GOAL OF THE EXERCISE: Of the lines below, reproduce exactly those from the line containing "I will merge" to the end, including both the first and the last.

RECORDS TO PROCESS:
===============

PR #328, opened 2020-08-29
Add intitial funding...

matiasdelellis:
Sincerely, I'm not convinced to do this, but the short-term situation at my job justifies it. :thinking:


matiasdelellis:
If you want to join, add the links to the wiki. :wink:

stalker314314:
cool, go for it!

PR #336, opened 2020-09-08
Bye bye 'New person..'

matiasdelellis:
Ok..
This time I am not going to change the infrastructure beyond this (Just allow null names.). 

So, the main changes will be in the controllers, and the fronted. Then the persons will be all the clusters with the same name... And clusters, just that.

imagen

**TODO:**
- [x] Get the clusters without a name and suggest assigning one to them.
- [x] Rename all clusters on images of person view..
- [x] Change the sidebar panel considering in some way when it has a name and when it does not.
- [x] Fix and improve tests.

For the future we can continue with #262 and the comparisons would be between those who have names and those who do not.

### DIFF
--- a/appinfo/info.xml
+++ b/appinfo/info.xml
@@ -16,7 +16,7 @@
 - **🚀 Build your own thing:** FaceRecognition app is just a basic building block. Through FaceRecognition API, you can build your advanced scenarios - automatically add tags to images, connect contacts and persons, share images from specific person… We want to hear your ideas!
 ]]>
 	</description>
-	<version>0.6.3</version>
+	<version>0.6.4</version>
 	<licence>agpl</licence>
 	<author>Matias De lellis</author>
 	<author>Branko Kokanovic</author>
--- a/appinfo/routes.php
+++ b/appinfo/routes.php
@@ -7,10 +7,16 @@ return ['routes' =>
 		'url'  => '/persons',
 		'verb' => 'GET'
 	],
-	// Get all clusters filtered by Name.
+	// Get all images filtered by Name.
 	[
 		'name' => 'person#findByName',
 		'url'  => '/person/{personName}',
+		'verb' => 'GET'
+	],
+	// Get all clusters filtered by Name.
+	[
+		'name' => 'person#findClustersByName',
+		'url'  => '/clusters/{personName}',
 		'verb' => 'GET'
 	],
 	// Get a cluster by Id.
--- a/appinfo/routes.php
+++ b/appinfo/routes.php
@@ -27,6 +27,12 @@ return ['routes' =>
 	],
 	// Change name to a person.
 	[
+		'name' => 'person#updatePerson',
+		'url'  => '/person/{personName}',
+		'verb' => 'PUT'
+	],
+	// Change name to a cluster.
+	[
 		'name' => 'person#updateName',
 		'url'  => '/cluster/{id}',
 		'verb' => 'PUT'
--- a/appinfo/routes.php
+++ b/appinfo/routes.php
@@ -4,7 +4,7 @@ return ['routes' =>
 	// Get all face clusters with faces and file asociated.
 	[
 		'name' => 'person#index',
-		'url'  => '/clusters',
+		'url'  => '/persons',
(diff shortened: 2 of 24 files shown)


matiasdelellis:
p.s. The idea is basically to finish some discussions about join clustering and performance. :sweat_smile:

escoand:
Good idea. And this is also the kind of view you want to integrate into images app?

matiasdelellis:
Hi @escoand 

> Good idea. And this is also the kind of view you want to integrate into images app?

Yes. Hope to have something like this. However, there is no api for it yet. :wink:

matiasdelellis:
imagen

:wink:

matiasdelellis:
Well, for the main view this would look more or less like this..

**Main view:** Persons
imagen

**When selecting a person:** Show all photos of all clusters with the same name. Note that reuses the nextcloud thumbnails and therefore the server load is less.
imagen

If the "person" has multiple clusters, it shows the button to see them and allows rename each clusters.

**Clusters view**
imagen

**TODO:**
- [ ] Get the clusters without a name and suggest assigning one to them.
- [ ] Change the sidebar panel considering in some way when it has a name and when it does not.
- [ ] Fix and improve tests.

For the future we can continue with #262 and the comparisons would be between those who have names and those who do not.

escoand:
OK, in the first layer you have added the "person abstraction" and show only ambigous names, right? Thats effectively the often requested merge of multiple clusters with really less overhead and does not change the background work. Simple but nice solution.

But I don't understand why you show only one cluster on the second layer. Wouldn't make it more sense to show already here all clusters but allow to rename them?

But I would think the separation and rename button should be only small as this is in most cases just an onetime action.

matiasdelellis:
HI @escoand 

> But I don't understand why you show only one cluster on the second layer.

They are also all clusters of one person. Count the pictures in the second and third pictures. :wink: 

> Couldn't make it more sense to show already here all clusters but allow to rename them?

You are right, also still need to rename all the clusters of the same person in the second view. Soon... :grimacing:

The third view is still necessary to fix grouping errors since the most common mistake is sometimes not using the last names, and 'join' two persons with the same name.. :sweat_smile:

matiasdelellis:
When there are already unnamed clusters ... (I'm reusing the old dialog. Maybe make another ...)

imagen

matiasdelellis:
With last commit change url when you select a person.
e.g. `https://nextcloud.com/settings/user/facerecognition?name=Sheldon%20Cooper`

So, You can put as favorites in your browser and access the photos of your favorite people with it.. :grimacing: 

@dassio, this is especially for #344

dassio:
>  e.g. `https://nextcloud.com/settings/user/facerecognition?name=Sheldon%20Cooper`

shouldn't it be `https://nextcloud.com/index.php/settings/user/facerecognition?name=Sheldon%20Cooper` ?

matiasdelellis:
> > e.g. https://nextcloud.com/settings/user/facerecognition?name=Sheldon%20Cooper
>
> shouldn't it be https://nextcloud.com/index.php/settings/user/facerecognition?name=Sheldon%20Cooper ?

Yes... The public url depends on the RewriteBase configuration, but the api itself must include the `index.php`, however don't worry about it. Just trust on `OCP\IURLGenerator`.

matiasdelellis:
@dassio in last commit add an method to get this.

I will merge this patch tomorrow. Wait and reuse all this code. :smile:

DerOetzi:
I'm very excited about this feature. When will this be available for update. Or is there the possibility to manual update to version 0.6.4?

matiasdelellis:
Hi @DerOetzi 
Thanks, We hope it meets expectations.. :sweat_smile: 

Surely in a couple of days I'll release the update. I just hope to merge #344 and need testers on NC20 for that. :wink:

DerOetzi:
@matiasdelellis if you can give me a hint how to test I can give it a try on my instance.

matiasdelellis:
Hi @DerOetzi 
See https://github.com/matiasdelellis/facerecognition/issues/343#issuecomment-713011868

===============

YOUR RESPONSE:
I will merge this patch tomorrow. Wait and reuse all this code. :smile:

DerOetzi:
I'm very excited about this feature. When will this be available for update. Or is there the possibility to manual update to version 0.6.4?

matiasdelellis:
Hi @DerOetzi 
Thanks, We hope it meets expectations.. :sweat_smile: 

Surely in a couple of days I'll release the update. I just hope to merge #344 and need testers on NC20 for that. :wink:

DerOetzi:
@matiasdelellis if you can give me a hint how to test I can give it a try on my instance.

matiasdelellis:
Hi @DerOetzi 
See https://github.com/matiasdelellis/facerecognition/issues/343#issuecomment-713011868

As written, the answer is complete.